▸ WORK TO COMPLETE
Whenever the word "website" turns up in a line of the data below, copy that line.
====== ENTRIES PROVIDED ======
PR #443, opened 2026-03-30
fix(multi.nhentai): update to API v2

### LINKED ISSUE #442: nhentai displaying "No Result, Retry" - Source not loading
As image shows. Looks like no matter which tab I go to, the source isn't displaying things properly. Opening the website functions as normal.

Was curious if others were able to reproduce this issue or if it's just me.

Image

dyphire:
API Doc: https://nhentai.net/api/v2/docs
Close #442

### DIFF
--- a/sources/multi.nhentai/src/lib.rs
+++ b/sources/multi.nhentai/src/lib.rs
@@ -15,7 +15,7 @@ mod settings;
 use models::*;
 
 const BASE_URL: &str = "https://nhentai.net";
-const API_URL: &str = "https://nhentai.net/api";
+const API_URL: &str = "https://nhentai.net/api/v2";
 const USER_AGENT: &str = "Mozilla/5.0 (iPhone; CPU iPhone OS 17_2 like Mac OS X) \
 						  AppleWebKit/605.1.15 (KHTML, like Gecko) GSA/300.0.598994205 \
 						  Mobile/15E148 Safari/604";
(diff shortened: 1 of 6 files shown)


sources/multi.nhentai/src/lib.rs
```diff
@@ -190,24 +185,27 @@ impl Source for NHentai {
...
-				content: PageContent::url(format!(
-					"https://i.nhentai.net/galleries/{}/{}.{}",
-					gallery.media_id,
-					i + 1,
-					extension_from_type(&page.t)
-				)),
-				..Default::default()
+			.map(|page| {
+				let path = if page.path.starts_with("http") {
+					page.path.clone()
```
kkantan: you shouldn't need a clone here if you use `into_iter` instead.

sources/multi.nhentai/src/models.rs
```diff
@@ -63,18 +80,73 @@ pub struct NHentaiTitle {
...
+			TitlePreference::English => {
+				if !value.english_title.is_empty() {
+					value.english_title.clone()
+				} else if let Some(jpn) = &value.japanese_title {
+					jpn.clone()
+				} else {
+					format!("#{}", value.id)
+				}
+			}
+		};
```
kkantan, line 130: clones shouldn't be necessary here since the function consumes `value`.

dyphire: Done

PR #444, opened 2026-03-31
feat: add zh.jmcomic

Aiko3993:
not sure why, but config.toml is missing, will push it again later... :sob


sources/zh.jmcomic/res/settings.json
```diff
@@ -0,0 +1,36 @@
...
+				"logoutTitle": "登出",
+				"method": "basic",
+				"notification": "login",
+				"refreshes": ["settings", "content"]
+			}
+		]
+	},
+	{
+		"type": "group",
+		"key": "contentBlocking",
```
kkantan: I don't think "group" settings need keys.

sources/zh.jmcomic/src/home.rs
```diff
@@ -0,0 +1,179 @@
...
+				image,
+				description: None,
+				category: None,
+				category_sub: None,
+			})
+		})
+		.collect();
+
+	if items.is_empty() {
+		return Err(error!("页面解析失败"));
```
kkantan: there's a shorthand macro for this.
```suggestion
		bail!("页面解析失败");
```

sources/zh.jmcomic/src/home.rs
```diff
@@ -0,0 +1,179 @@
...
+}
+
+fn manga_link(manga: Manga) -> Link {
+	Link {
+		title: manga.title.clone(),
+		subtitle: manga.authors.as_ref().and_then(|a| a.first().cloned()),
+		image_url: manga.cover.clone(),
+		value: Some(LinkValue::Manga(manga)),
+	}
+}
```
kkantan: I believe `Link` already implements `From<Manga>`, so this shouldn't be strictly necessary, but you might be purposely handling the subtitle differently like this.

sources/zh.jmcomic/Cargo.toml
```diff
@@ -0,0 +1,28 @@
+[package]
+name = "zh_jmcomic"
```
kkantan:
```suggestion
name = "jmcomic"
```

sources/zh.jmcomic/res/settings.json
```diff
@@ -0,0 +1,36 @@
...
+		"footer": "支持填写漫画 ID，或会出现在标题、作者、简介、类别等位置的文本；命中后将会于可见处隐藏，并适时阻止访问。",
+		"items": [
+			{
+				"type": "editable-list",
+				"key": "blockedMetadataKeywords",
+				"title": "内容屏蔽",
+				"lineLimit": 1,
+				"inline": true,
+				"placeholder": "输入需隐藏的关键字",
+				"default": [],
```
kkantan: you don't have to provide defaults for settings and keys when the defaults you're providing don't differ from the defaults if you don't provide them. it doesn't really matter though, so you can leave it if you want.

sources/zh.jmcomic/src/models.rs
```diff
@@ -0,0 +1,541 @@
...
+	}
+
+	pub fn to_chapters(&self, manga_key: &str) -> Vec<Chapter> {
+		let series = self.series.as_deref().unwrap_or(&[]);
+		let album_time: Option<i64> = self.addtime.as_deref().and_then(|s| s.parse().ok());
+
+		if series.is_empty() {
+			return vec![Chapter {
+				key: manga_key.into(),
+				title: Some("第1話".into()),
```
kkantan: this shouldn't need to be set as the title, since if excluded it will already be `第1話`, according to localization.

PR #446, opened 2026-04-01
feat: add en.aquamanga

### LINKED ISSUE #263: aquareader.net
Add aqua manga please

z3niith:
Pull Request Draft; feedback and correction appreciated
Source: [Aqua Reader](https://aquareader.net/)

closes #263


sources/en.aquareader/Cargo.toml
```diff
@@ -0,0 +1,23 @@
...
+crate-type = ["cdylib"]
+
+[profile.dev]
+panic = "abort"
+
+[profile.release]
+panic = "abort"
+opt-level = "s"
+strip = true
+lto = true
```
kkantan:
```suggestion
lto = true

```

sources/en.aquareader/res/source.json
```diff
@@ -0,0 +1,12 @@
+{
+	"info": {
+		"id": "en.aquareader",
+		"name": "Aqua Reader",
```
kkantan: it seems like the actual site name for itself is "Aqua Manga". it might make sense to id the source "en.aquamanga" too, since that's what it looks like the mihon source does.
```suggestion
		"name": "Aqua Manga",
```

sources/en.aquareader/res/filters.json
```diff
@@ -0,0 +1,117 @@
...
+			"Video Games",
+			"Villainess",
+			"Virtual Reality",
+			"Voilence",
+			"Webcomic",
+			"Wuxia",
+			"Zombies"
+		]
+	}
+]
```
kkantan:
```suggestion
]

```

sources/en.aquareader/res/icon.png
kkantan, line 1: if you could get a higher quality icon somehow, that would be good.

kkantan (changes requested):
aqua-reader.net uses the madara template, so instead of writing your own parsing you should see if you can use the template we have in this repo. [here's the mihon source for reference](https://github.com/keiyoushi/extensions-source/blob/0c91b69b6f33eacd2b3b9823330c0bed0d60a5fa/src/en/aquamanga/src/eu/kanade/tachiyomi/extension/en/aquamanga/AquaManga.kt#L8).

sources/en.aquareader/res/icon.png
z3niith: Yes, the icon was another concern I had. I can't find a higher quality version as of yet, but I'll look around.

z3niith: > if you could get a higher quality icon somehow, that would be good.

Aqua Manga's favicon/icon found on the site (current) is extremely small in size, that when it is resized to fit the required 128x128 Aidoku format, it gets heavily pixelated. I have found alternatives from the [Keiyoushi source](https://github.com/keiyoushi/extensions-source) and I was wondering if it'd be best to use one of those as a replacement. 

I am currently looking at [this](https://github.com/keiyoushi/extensions-source/blob/main/src/en/aquamanga/res/mipmap-xxxhdpi/ic_launcher.png) to resize into the 128x128.

image

sources/en.aquamanga/res/filters.json
```diff
@@ -0,0 +1,38 @@
...
+		"type": "select",
+		"id": "status",
+		"title": "Status",
+		"options": [
+			"All",
+			"Completed",
+			"Ongoing"
+		]
+	}
+]
```
kkantan: all the files should have a trailing newline, including this file, `source.json`, and `Cargo.toml`.
```suggestion
]

```

sources/en.aquamanga/res/source.json
kkantan, line 1: json file indentation should use tabs instead of spaces.

sources/en.aquamanga/res/icon.png
kkantan, line 1: this icon is much better, but it might be good if there was a little more padding like the mihon source icon has. you could scale the image down a bit and fill in the background with the same blue color.

kkantan (changes requested):
it looks like you have two folders now with duplicate files, just switch to using the `en.aquamanga` folder.

sources/en.aquamanga/res/icon.png
kkantan: could you fill in the edges with the blue background color so that there's no extra corner radius on the icon? since aidoku is the one that decides the icon corner radius, we don't want to have the image use a separate one. this will also make it pass `aidoku verify`.

sources/en.aquamanga/src/lib.rs
```diff
@@ -0,0 +1,501 @@
...
+		let mut components: Vec<HomeComponent> = Vec::new();
+
+		let latest_html = Request::get(format!("{}/", BASE_URL))?.html()?;
+		let mut latest_entries: Vec<MangaWithChapter> = Vec::new();
+		if let Some(items) = latest_html.select(".page-item-detail") {
+			for item in items.take(10) {
+				let key = strip_base(
+					item.select_first("a")
+						.and_then(|a| a.attr("href"))
+						.unwrap_or_default(),
```
kkantan: since we don't want a key value to ever be an empty string, it might make more sense to do a `let Some(...) = ... else { continue; };` instead.

sources/en.aquamanga/src/lib.rs
```diff
@@ -0,0 +1,501 @@
...
+		entries,
+		has_next_page,
+	})
+}
+
+register_source!(
+	Madara<AquaManga>,
+	ListingProvider,
+	Home,
+	DynamicFilters,
```
kkantan: dynamic filters seem to load inconsistently, sometimes failing. is it possible to provide genre filters statically in `filters.json` instead?

sources/en.aquamanga/src/lib.rs
```diff
@@ -0,0 +1,501 @@
...
+		if let Ok(result) = parse_manga_list(&format!("{}/manga/?m_orderby=trending", BASE_URL)) {
+			components.push(HomeComponent {
+				title: Some(String::from("Trending")),
+				value: HomeComponentValue::Scroller {
+					entries: manga_to_links(result.entries),
+					listing: Some(make_listing("Trending", "Trending")),
+				},
+				..Default::default()
+			});
+		}
```
kkantan, line 284: these three components are all empty for me on the home page. do they work for you?

kkantan (changes requested):

sources/en.aquamanga/src/lib.rs
z3niith: I pushed the wrong lib.rs earlier. New commit works.

sources/en.aquamanga/res/filters.json
```diff
@@ -0,0 +1,183 @@
+[
+	{
+		"id": "type",
+		"type": "sort",
```
kkantan: it appears that the way you're using this filter would be more accurately represented with a select filter, since this is not for sorting.
```suggestion
		"type": "select",
```

sources/en.aquamanga/src/lib.rs
```diff
@@ -0,0 +1,628 @@
...
+					item.select_first(".chapter-item a")
+						.and_then(|a| a.attr("href"))
+						.unwrap_or_default(),
+				);
+				let chapter_title = item.select_first(".chapter-item a").and_then(|a| a.text());
+				let date_uploaded = item
+					.select_first(".post-on .c-new-tag")
+					.and_then(|a| a.attr("title"))
+					.map(|s: String| helpers::parse_chapter_date(params, s.trim()));
+				if !key.is_empty() && !title.is_empty() {
```
kkantan: rather than allocating empty strings, it's better to keep them as optionals. either `continue` the loop, or use `filter_map` on an iterator instead of pushing to a mutable vector.

sources/en.aquamanga/src/lib.rs
```diff
@@ -0,0 +1,628 @@
...
+			value: HomeComponentValue::MangaChapterList {
+				page_size: Some(5),
+				entries: latest_entries,
+				listing: Some(make_listing("Latest Updates", "Latest Updates")),
+			},
+			..Default::default()
+		});
+
+		let mut popular_entries: Vec<Manga> = Vec::new();
+		if let Ok(popular) = parse_manga_list(&format!("{}/manga/?m_orderby=views", BASE_URL)) {
```
kkantan: you're making a lot of serial requests for the home page content, when instead you could be parsing the actual home page data that contains everything. either do that, or use `Request::send_all` to parallelize the requests to speed up the loading.

sources/en.aquamanga/src/lib.rs
```diff
@@ -0,0 +1,628 @@
...
+			}
+		}
+		components.push(HomeComponent {
+			title: Some(String::from("Popular Series")),
+			value: HomeComponentValue::BigScroller {
+				entries: popular_entries,
+				auto_scroll_interval: Some(5.0),
+			},
+			..Default::default()
+		});
```
kkantan, line 212: on the website home page, this component is shown at the top, so I think it would make more sense to match that with the aidoku source too.
1. Popular Series
2. New Comic Releases
3. Latest Updates

sources/en.aquamanga/src/lib.rs
```diff
@@ -0,0 +1,628 @@
...
+					}]),
+				},
+				FilterItem {
+					title: String::from("Action"),
+					values: Some(vec![FilterValue::MultiSelect {
+						id: String::from("genre[]"),
+						included: vec![String::from("action")],
+						excluded: vec![],
+					}]),
+				},
```
kkantan: all of these genre filter items could be generated from a loop over titles and ids rather than written out by hand, which would simplify the code.

kkantan (changes requested):

sources/en.aquamanga/res/filters.json
z3niith: Yes, this makes more sense. I'll add this suggestion.

sources/en.aquamanga/src/lib.rs
```diff
@@ -0,0 +1,531 @@
...
+	) -> ContentRating {
+		if let Some(ref tags) = manga.tags
+			&& tags.iter().any(|t| t.eq_ignore_ascii_case("ecchi"))
+		{
+			return ContentRating::Suggestive;
+		}
+		ContentRating::Safe
+	}
+
+	fn get_search_manga_list(
```
kkantan: sorry I forgot to add my comment to the last review, but:
> it doesn't seem like overriding this function from the template is strictly necessary, as long as you follow the established conventions for the filters. for example, the id for the status filter should be `status[]` instead of `status`, and the sort method order should be the same as other madara sources.

sources/en.aquamanga/src/lib.rs
```diff
@@ -0,0 +1,531 @@
...
+					title: m.title,
+					image_url: m.cover,
+					value: Some(LinkValue::Manga(Manga {
+						key: m.key,
+						..Default::default()
+					})),
+					..Default::default()
+				})
+				.collect()
+		};
```
kkantan: is this necessary? `Link` implements `From<Manga>`, so you should just be able to do `.into()` on the `Manga` objects instead of re-implementing it yourself.

kkantan (changes requested):

kkantan:
it's defined in aidoku-rs here: https://github.com/Aidoku/aidoku-rs/blob/59788187c937bbf960a8f1eb2b4d4e86a5a75a21/crates/lib/src/structs/home.rs#L208
I'm a little unsure about the passing of only the manga key into the link value. since the data is available to be passed in I would assume that it would expect it to be done, though I am not entirely sure.

sources/en.aquamanga/src/lib.rs
kkantan: is overriding this method necessary, rather than just providing the correct selectors in the params? it appears that the mihon source doesn't make any notable changes from the template, which the template here is also based on.

sources/en.aquamanga/src/lib.rs
kkantan: this is still not resolved, I'm not quite sure why you keep marking it as such without any justification...

sources/en.aquamanga/src/lib.rs
z3niith: you're right that most of it can be moved out. The status values can go into an `ids` array in `filters.json`, and changing the sort filter's `id` to `m_orderby` handles the key name; however, there'll still be a small amount of custom logic left though since the type filter has to remap to `genre[]` as the url key, and the `has_next_page` selector can't be set via params. I'll trim it down to just those two things. let me know if you see it differently though

z3niith: I'll make these suggested changes and see if they all operate normally.

sources/en.aquamanga/src/lib.rs
z3niith: that's my mistake for marking it resolved without actually fixing it. I'll use `Request::send_all` to batch the requests. there are a few examples in the repo I can reference. let me know if you have any other thoughts on the approach

sources/en.aquamanga/src/lib.rs
kkantan: given that the type filter options are already included in the genres filter i don't think it's necessary to separate them. you're better off matching the site filter options.

the `has_next_page` selector doesn't need to be changed it doesn't look like, since the default one already works.

z3niith: After looking further into it the type filter options map to genre[] just fine, and the default has_next_page selector works, so I've removed the override entirely and handled everything through filters.json instead. let me know if you see anything else once I commit later today.

kkantan (approved):
I think the only remaining issue this source has is the rather slow home page load time, but I suppose that's a tradeoff you're choosing to make to have more detailed data.

PR #450, opened 2026-04-03
feat: add zh.noyacg

chibijoam:
first manga source i'll be maintaining
main references: multi.mangadex & zh.zaimanhua
there might be some oversights, needs review :D


sources/zh.noyacg/res/settings.json
```diff
@@ -0,0 +1,56 @@
...
+		"footer": "選擇分流伺服器。若遇到連線問題，可嘗試切換至其他伺服器。",
+		"items": [
+			{
+				"type": "select",
+				"key": "server",
+				"title": "分流伺服器",
+				"values": ["noymanga.com", "noyteam.online", "noy.asia"],
+				"titles": ["伺服器 1", "伺服器 2", "伺服器 3"],
+				"default": "noy.asia"
+			}
```
kkantan, line 54: you may want to consider adding `"refreshes": ["content"]` so that it can refetch the home page after the setting changes.

sources/zh.noyacg/src/models.rs
```diff
@@ -0,0 +1,445 @@
...
+				let tags = m.tags();
+				let status = m.manga_status();
+				let content_rating = m.content_rating();
+				let author_name = format_names(&m.author);
+				let authors = author_name.as_deref().map(|a| vec![a.into()]);
+				MangaWithChapter {
+					manga: Manga {
+						title: m.name,
+						authors,
+						tags: Some(tags),
```
kkantan: I think it might be better not to include tag data for chapter lists since it's never displayed, and there can be issues if the home page is given too much data.

sources/zh.noyacg/src/models.rs
```diff
@@ -0,0 +1,445 @@
...
+	pub time: i64,
+	#[serde(rename = "Len")]
+	pub len: i32,
+	#[serde(rename = "Status")]
+	pub status: i32,
+	#[serde(rename = "RatingSUM")]
+	pub rating: f32,
+	#[serde(rename = "Adult", default)]
+	pub adult: i32,
+}
```
kkantan, line 106: I think you could use `#[serde(rename_all = "PascalCase")]` on the struct to not have to provide a rename for every attribute, but it's up to you.

sources/zh.noyacg/src/models.rs
```diff
@@ -0,0 +1,445 @@
...
+		let cover = Some(format!("{img_base}/{key}/m1.webp"));
+		let tags = m.tags();
+		let status = m.manga_status();
+		let content_rating = m.content_rating();
+		let authors = format_names(&m.author).map(|a| vec![a]);
+		let description = if m.description.is_empty() {
+			None
+		} else {
+			Some(m.description)
+		};
```
kkantan, line 169: this is populating a lot of extra data in cases where it isn't necessary, which we've seen lead to performance issues in other sources. in search results, only the key, title, and cover should be provided, and optionally status and content rating since they're cheap. tags, authors, and descriptions should be avoided. in the hero home component this data should be parsed though.

sources/zh.noyacg/src/models.rs
```diff
@@ -0,0 +1,445 @@
...
+}
+
+#[derive(Deserialize)]
+pub struct ChapterEntry {
+	pub id: i64,
+	pub name: String,
+	pub count: i32,
+	pub sort: Option<i32>,
+	#[serde(rename = "created_at")]
+	pub created_at: Option<i64>,
```
kkantan: is this rename necessary?

sources/zh.noyacg/src/models.rs
```diff
@@ -0,0 +1,445 @@
...
+			};
+		};
+		let tags = m.tags();
+		let status = m.manga_status();
+		let content_rating = m.content_rating();
+		let update_strategy = if m.is_finished() {
+			UpdateStrategy::Never
+		} else {
+			UpdateStrategy::Always
+		};
```
kkantan: are we certain that the site never updates entries that are marked as finished? even metadata?

sources/zh.noyacg/res/icon.png
kkantan, line 1: the mihon source seems to use [a scaled up version of the site favicon](https://github.com/keiyoushi/extensions-source/blob/bbffe0d72a7d55ae46d15cecfa1fc77913d8be18/src/zh/noyacg/res/mipmap-xxxhdpi/ic_launcher.png), which looks more like a logo. is it possible to use it as well?

sources/zh.noyacg/res/settings.json
```diff
@@ -0,0 +1,56 @@
...
+		"title": "帳號",
+		"items": [
+			{
+				"type": "login",
+				"key": "login",
+				"title": "登入",
+				"logoutTitle": "登出",
+				"method": "basic",
+				"notification": "login",
+				"refreshes": ["settings", "content"]
```
kkantan: since you don't have dynamic settings, I don't think refreshing settings will do anything, but you do have dynamic filters that depend on being logged in to fetch.
```suggestion
				"refreshes": ["filters", "content"]
```

sources/zh.noyacg/src/lib.rs
```diff
@@ -0,0 +1,461 @@
...
+}
+
+impl ListingProvider for NoyAcg {
+	fn get_manga_list(&self, listing: Listing, page: i32) -> Result<MangaPageResult> {
+		ensure_session()?;
+		let adult = get_adult_mode();
+		let base_url = get_base_url();
+		let referer = format!("{base_url}/");
+		let page_str = page.to_string();
+		match listing.id.as_str() {
```
kkantan: this is optional, but I think this could be simplified a bit since you're calling `post_form_listing` in almost every branch with only the url and body changing:
```rust
let (url, body) = match listing.id.as_str() {
	"latest" => (
		format!("{base_url}/api/b1/booklist"),
		build_form_body(&[("page", &page_str), ("sort", "new")])
	)
	...
	"random" => {
		let resp: ListingResp = ...;
		return Ok(resp.into_random_result());
	}
	_ => bail!("未知的列表類型"),
};
post_form_listing(
	&url,
	&body,
	&referer,
	&adult,
	page,
)
```

sources/zh.noyacg/res/settings.json
ghost: i did notice this, but from what i can tell, dynamic filters don’t seem to update immediately — they only show up after re-entering the source

the app itself seems to support it in theory, but i’m not seeing it take effect — not sure if this is something wrong on my side, or a potential issue, see:
https://github.com/Aidoku/Aidoku/blob/main/iOS/New/Views/Source/SourceSettingsView.swift#L93-L97
https://github.com/Aidoku/Aidoku/blob/main/iOS/New/Views/Source/SourceSettingsView.swift#L136-L138
https://github.com/Aidoku/Aidoku/blob/main/iOS/New/Views/Common/Settings/SettingView.swift#L216-L219
https://github.com/Aidoku/Aidoku/blob/main/iOS/New/Views/Source/SearchFilterHeaderView.swift#L61-L65
https://github.com/Aidoku/aidoku-rs/blob/main/crates/lib/src/structs/setting.rs#L277-L281

also, i previously tried replicating some official app behaviors using dynamic settings — ended up removing that approach later, but forgot to clean up this part, thanks for pointing it out

sources/zh.noyacg/res/icon.png
ghost: in fact, i used the icon from the official app, but i do agree this one looks better — i’ll switch to it

sources/zh.noyacg/res/settings.json
ghost: > i did notice this, but from what i can tell, dynamic filters don’t seem to update immediately — they only show up after re-entering the source
> 
> the app itself seems to support it in theory, but i’m not seeing it take effect — not sure if this is something wrong on my side, or a potential issue, see: https://github.com/Aidoku/Aidoku/blob/main/iOS/New/Views/Source/SourceSettingsView.swift#L93-L97 https://github.com/Aidoku/Aidoku/blob/main/iOS/New/Views/Source/SourceSettingsView.swift#L136-L138 https://github.com/Aidoku/Aidoku/blob/main/iOS/New/Views/Common/Settings/SettingView.swift#L216-L219 https://github.com/Aidoku/Aidoku/blob/main/iOS/New/Views/Source/SearchFilterHeaderView.swift#L61-L65 https://github.com/Aidoku/aidoku-rs/blob/main/crates/lib/src/structs/setting.rs#L277-L281
> 
> also, i previously tried replicating some official app behaviors using dynamic settings — ended up removing that approach later, but forgot to clean up this part, thanks for pointing it out

oops, to clarify, it looks like i commented on the wrong part — what i originally meant was that I had previously added `refreshes: ["filters"]` to the content rating setting, but it doesn’t seem to trigger an immediate filter update when the content rating changes, any filter changes still require re-entering the source

from my observation, filters seem to be constructed when first entering the source or after logging in, and in the current behavior, whether filters is included in refreshes doesn’t make a difference — at least on my side, the effect appears identical

i haven’t verified whether filters are considered part of content, but my assumption is that, at the current stage, including filters here may not be necessary — let me know if i’m mistaken

kkantan: according to this code: https://github.com/Aidoku/Aidoku/blob/main/iOS/New/Views/Source/SearchFilterHeaderView.swift#L61-L65
it appears as though having a filters refresh should refetch the dynamic filters. if it's not working properly for you, I suppose it is likely a bug with the app.

it looks like it's misdocumented in aidoku-rs since `filters` does appear to be a valid refreshes value: https://github.com/Aidoku/aidoku-rs/blob/main/crates/lib/src/structs/setting.rs#L277-L281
======
▸ RESPONSE
As image shows. Looks like no matter which tab I go to, the source isn't displaying things properly. Opening the website functions as normal.
kkantan, line 212: on the website home page, this component is shown at the top, so I think it would make more sense to match that with the aidoku source too.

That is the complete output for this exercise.